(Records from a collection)

##############################

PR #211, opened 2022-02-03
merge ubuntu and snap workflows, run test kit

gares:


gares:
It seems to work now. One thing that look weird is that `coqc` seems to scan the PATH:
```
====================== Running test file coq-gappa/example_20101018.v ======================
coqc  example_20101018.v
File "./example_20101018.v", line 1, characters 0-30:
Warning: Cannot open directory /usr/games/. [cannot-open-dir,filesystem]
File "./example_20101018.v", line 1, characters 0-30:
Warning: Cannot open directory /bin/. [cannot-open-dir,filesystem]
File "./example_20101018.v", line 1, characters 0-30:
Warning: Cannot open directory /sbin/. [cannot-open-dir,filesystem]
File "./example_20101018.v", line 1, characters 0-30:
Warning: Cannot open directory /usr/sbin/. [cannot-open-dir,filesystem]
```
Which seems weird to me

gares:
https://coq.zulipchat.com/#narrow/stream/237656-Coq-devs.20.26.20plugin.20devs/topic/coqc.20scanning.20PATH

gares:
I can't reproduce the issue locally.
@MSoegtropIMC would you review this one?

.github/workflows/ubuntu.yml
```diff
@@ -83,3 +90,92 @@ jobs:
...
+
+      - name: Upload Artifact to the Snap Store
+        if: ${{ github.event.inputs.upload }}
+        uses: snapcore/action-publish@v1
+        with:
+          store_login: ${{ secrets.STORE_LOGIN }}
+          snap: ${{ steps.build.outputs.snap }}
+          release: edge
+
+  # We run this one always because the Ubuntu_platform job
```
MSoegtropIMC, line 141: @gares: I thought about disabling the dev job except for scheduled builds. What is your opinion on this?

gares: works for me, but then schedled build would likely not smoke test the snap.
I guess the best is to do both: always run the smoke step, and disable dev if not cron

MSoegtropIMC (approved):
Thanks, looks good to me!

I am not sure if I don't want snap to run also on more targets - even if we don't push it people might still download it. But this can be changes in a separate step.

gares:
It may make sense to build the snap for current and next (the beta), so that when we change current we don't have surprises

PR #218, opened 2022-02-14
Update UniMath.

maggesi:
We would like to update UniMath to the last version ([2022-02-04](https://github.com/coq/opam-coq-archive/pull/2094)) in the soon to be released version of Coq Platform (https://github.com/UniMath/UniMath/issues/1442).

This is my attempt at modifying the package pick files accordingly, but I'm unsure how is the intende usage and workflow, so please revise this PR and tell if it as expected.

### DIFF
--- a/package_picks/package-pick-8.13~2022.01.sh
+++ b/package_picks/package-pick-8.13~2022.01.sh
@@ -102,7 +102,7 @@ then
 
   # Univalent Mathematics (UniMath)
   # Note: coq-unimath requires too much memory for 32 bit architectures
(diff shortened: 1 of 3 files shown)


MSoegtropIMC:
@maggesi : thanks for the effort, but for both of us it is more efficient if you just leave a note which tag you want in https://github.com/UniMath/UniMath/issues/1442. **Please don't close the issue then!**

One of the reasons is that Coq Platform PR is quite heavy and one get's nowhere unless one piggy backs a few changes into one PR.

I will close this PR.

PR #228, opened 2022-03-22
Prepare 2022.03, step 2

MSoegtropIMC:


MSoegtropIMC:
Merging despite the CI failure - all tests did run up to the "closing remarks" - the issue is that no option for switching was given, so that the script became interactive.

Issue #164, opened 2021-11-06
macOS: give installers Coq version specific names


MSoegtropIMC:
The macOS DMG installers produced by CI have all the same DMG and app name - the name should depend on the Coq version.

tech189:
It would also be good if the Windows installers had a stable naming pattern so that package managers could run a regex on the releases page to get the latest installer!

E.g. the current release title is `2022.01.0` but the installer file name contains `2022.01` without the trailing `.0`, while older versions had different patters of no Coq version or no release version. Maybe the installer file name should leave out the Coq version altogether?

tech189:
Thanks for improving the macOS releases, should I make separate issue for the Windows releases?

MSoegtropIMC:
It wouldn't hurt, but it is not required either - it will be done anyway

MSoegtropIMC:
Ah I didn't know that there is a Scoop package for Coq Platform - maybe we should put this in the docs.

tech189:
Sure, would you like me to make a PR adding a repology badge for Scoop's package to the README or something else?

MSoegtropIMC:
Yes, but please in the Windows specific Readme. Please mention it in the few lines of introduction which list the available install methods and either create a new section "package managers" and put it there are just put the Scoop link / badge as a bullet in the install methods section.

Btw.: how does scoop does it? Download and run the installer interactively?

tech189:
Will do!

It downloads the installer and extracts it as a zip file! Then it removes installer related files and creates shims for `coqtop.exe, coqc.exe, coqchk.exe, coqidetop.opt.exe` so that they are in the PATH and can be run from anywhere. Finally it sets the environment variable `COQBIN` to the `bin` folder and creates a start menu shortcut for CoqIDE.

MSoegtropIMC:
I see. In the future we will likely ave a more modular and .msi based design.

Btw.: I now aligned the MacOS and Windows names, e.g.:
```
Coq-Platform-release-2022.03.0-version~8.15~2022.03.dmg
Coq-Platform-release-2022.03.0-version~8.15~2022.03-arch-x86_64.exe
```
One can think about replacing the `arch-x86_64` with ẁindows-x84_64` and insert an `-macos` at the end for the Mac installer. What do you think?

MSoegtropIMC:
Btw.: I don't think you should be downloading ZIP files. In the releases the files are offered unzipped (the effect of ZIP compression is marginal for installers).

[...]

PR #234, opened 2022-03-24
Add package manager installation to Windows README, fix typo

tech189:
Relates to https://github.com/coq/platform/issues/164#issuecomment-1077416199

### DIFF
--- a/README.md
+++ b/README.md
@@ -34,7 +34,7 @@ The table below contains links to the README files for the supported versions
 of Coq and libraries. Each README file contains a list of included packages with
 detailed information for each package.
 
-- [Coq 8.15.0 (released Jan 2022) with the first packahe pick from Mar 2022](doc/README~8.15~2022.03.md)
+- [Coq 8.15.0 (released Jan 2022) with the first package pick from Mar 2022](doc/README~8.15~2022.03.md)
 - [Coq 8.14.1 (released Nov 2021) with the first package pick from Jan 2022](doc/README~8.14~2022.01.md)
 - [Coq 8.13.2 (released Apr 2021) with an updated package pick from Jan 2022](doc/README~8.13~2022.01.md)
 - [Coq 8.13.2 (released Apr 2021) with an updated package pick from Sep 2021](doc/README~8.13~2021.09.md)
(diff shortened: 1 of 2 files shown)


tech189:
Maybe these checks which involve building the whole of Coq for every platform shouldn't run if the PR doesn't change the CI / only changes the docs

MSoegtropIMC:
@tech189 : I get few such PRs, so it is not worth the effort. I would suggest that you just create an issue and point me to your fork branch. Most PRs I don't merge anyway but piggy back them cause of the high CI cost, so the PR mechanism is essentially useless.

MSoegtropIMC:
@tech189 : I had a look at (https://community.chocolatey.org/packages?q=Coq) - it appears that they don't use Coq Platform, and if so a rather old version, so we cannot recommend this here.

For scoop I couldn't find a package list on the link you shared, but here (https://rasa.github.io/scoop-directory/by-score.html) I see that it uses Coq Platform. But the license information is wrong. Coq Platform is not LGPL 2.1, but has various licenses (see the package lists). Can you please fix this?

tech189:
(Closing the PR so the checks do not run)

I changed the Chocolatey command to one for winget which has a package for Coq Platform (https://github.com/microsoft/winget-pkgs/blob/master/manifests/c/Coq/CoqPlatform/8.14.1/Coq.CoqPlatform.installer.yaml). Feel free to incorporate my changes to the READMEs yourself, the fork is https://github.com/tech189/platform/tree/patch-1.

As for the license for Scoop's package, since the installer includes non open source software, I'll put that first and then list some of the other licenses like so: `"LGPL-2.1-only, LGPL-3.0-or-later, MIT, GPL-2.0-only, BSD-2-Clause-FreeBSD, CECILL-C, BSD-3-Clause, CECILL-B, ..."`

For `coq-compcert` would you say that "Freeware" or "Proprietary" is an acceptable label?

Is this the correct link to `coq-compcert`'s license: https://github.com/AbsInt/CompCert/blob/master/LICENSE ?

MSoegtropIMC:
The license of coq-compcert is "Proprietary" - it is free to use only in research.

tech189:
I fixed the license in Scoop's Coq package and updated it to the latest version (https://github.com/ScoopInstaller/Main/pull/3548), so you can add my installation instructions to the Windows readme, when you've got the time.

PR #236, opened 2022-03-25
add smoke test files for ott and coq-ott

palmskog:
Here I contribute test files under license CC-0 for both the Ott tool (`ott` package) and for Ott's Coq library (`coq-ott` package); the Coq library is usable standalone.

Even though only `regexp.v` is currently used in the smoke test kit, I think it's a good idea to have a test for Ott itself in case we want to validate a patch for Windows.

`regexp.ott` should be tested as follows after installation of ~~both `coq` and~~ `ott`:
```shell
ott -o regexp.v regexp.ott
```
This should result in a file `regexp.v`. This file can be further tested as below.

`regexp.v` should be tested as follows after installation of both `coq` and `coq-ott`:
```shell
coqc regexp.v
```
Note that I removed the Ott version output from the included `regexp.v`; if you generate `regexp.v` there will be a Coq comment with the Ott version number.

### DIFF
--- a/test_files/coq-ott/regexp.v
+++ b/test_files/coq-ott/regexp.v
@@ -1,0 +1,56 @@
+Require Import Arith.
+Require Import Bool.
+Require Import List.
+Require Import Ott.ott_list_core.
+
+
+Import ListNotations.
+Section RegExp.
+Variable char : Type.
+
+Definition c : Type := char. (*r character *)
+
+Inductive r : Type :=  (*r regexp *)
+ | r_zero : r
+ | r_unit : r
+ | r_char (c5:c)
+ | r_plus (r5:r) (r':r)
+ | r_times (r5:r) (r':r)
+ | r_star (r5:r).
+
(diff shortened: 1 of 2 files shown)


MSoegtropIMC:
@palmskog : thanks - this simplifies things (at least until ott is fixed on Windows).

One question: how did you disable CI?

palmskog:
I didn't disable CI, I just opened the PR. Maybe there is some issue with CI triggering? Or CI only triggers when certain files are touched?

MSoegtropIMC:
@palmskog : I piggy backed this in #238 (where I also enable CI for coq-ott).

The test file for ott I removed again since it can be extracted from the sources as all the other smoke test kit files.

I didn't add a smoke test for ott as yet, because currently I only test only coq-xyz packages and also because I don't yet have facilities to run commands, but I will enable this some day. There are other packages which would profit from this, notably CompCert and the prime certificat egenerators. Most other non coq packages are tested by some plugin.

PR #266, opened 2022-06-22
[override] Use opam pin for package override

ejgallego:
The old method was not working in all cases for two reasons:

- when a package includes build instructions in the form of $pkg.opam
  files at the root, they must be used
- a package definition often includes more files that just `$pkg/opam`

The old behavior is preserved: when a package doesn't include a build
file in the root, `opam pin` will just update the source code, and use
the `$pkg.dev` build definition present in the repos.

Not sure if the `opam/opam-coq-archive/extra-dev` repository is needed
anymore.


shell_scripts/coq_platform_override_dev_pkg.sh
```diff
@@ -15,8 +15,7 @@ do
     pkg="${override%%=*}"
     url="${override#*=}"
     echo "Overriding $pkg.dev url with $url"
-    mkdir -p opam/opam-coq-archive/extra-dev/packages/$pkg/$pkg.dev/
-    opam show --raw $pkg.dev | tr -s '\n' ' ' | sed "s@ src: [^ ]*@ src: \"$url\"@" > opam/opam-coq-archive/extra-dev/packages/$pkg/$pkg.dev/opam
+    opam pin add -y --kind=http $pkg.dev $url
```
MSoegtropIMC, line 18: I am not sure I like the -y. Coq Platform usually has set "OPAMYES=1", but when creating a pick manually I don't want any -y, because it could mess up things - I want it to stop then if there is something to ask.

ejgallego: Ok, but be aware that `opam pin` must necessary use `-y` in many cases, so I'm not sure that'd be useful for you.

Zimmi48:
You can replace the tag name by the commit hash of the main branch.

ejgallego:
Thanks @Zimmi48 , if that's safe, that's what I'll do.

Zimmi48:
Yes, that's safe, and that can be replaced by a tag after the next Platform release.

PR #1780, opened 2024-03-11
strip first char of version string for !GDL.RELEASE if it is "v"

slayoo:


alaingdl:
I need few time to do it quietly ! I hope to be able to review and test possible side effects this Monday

##############################

● **Exercise objective**
Print, without alteration, only the lines above between the one holding "gares: works for" and the one holding "Thanks, looks good to me!", inclusive.

● **Output of the exercise**
gares: works for me, but then schedled build would likely not smoke test the snap.
I guess the best is to do both: always run the smoke step, and disable dev if not cron

MSoegtropIMC (approved):
Thanks, looks good to me!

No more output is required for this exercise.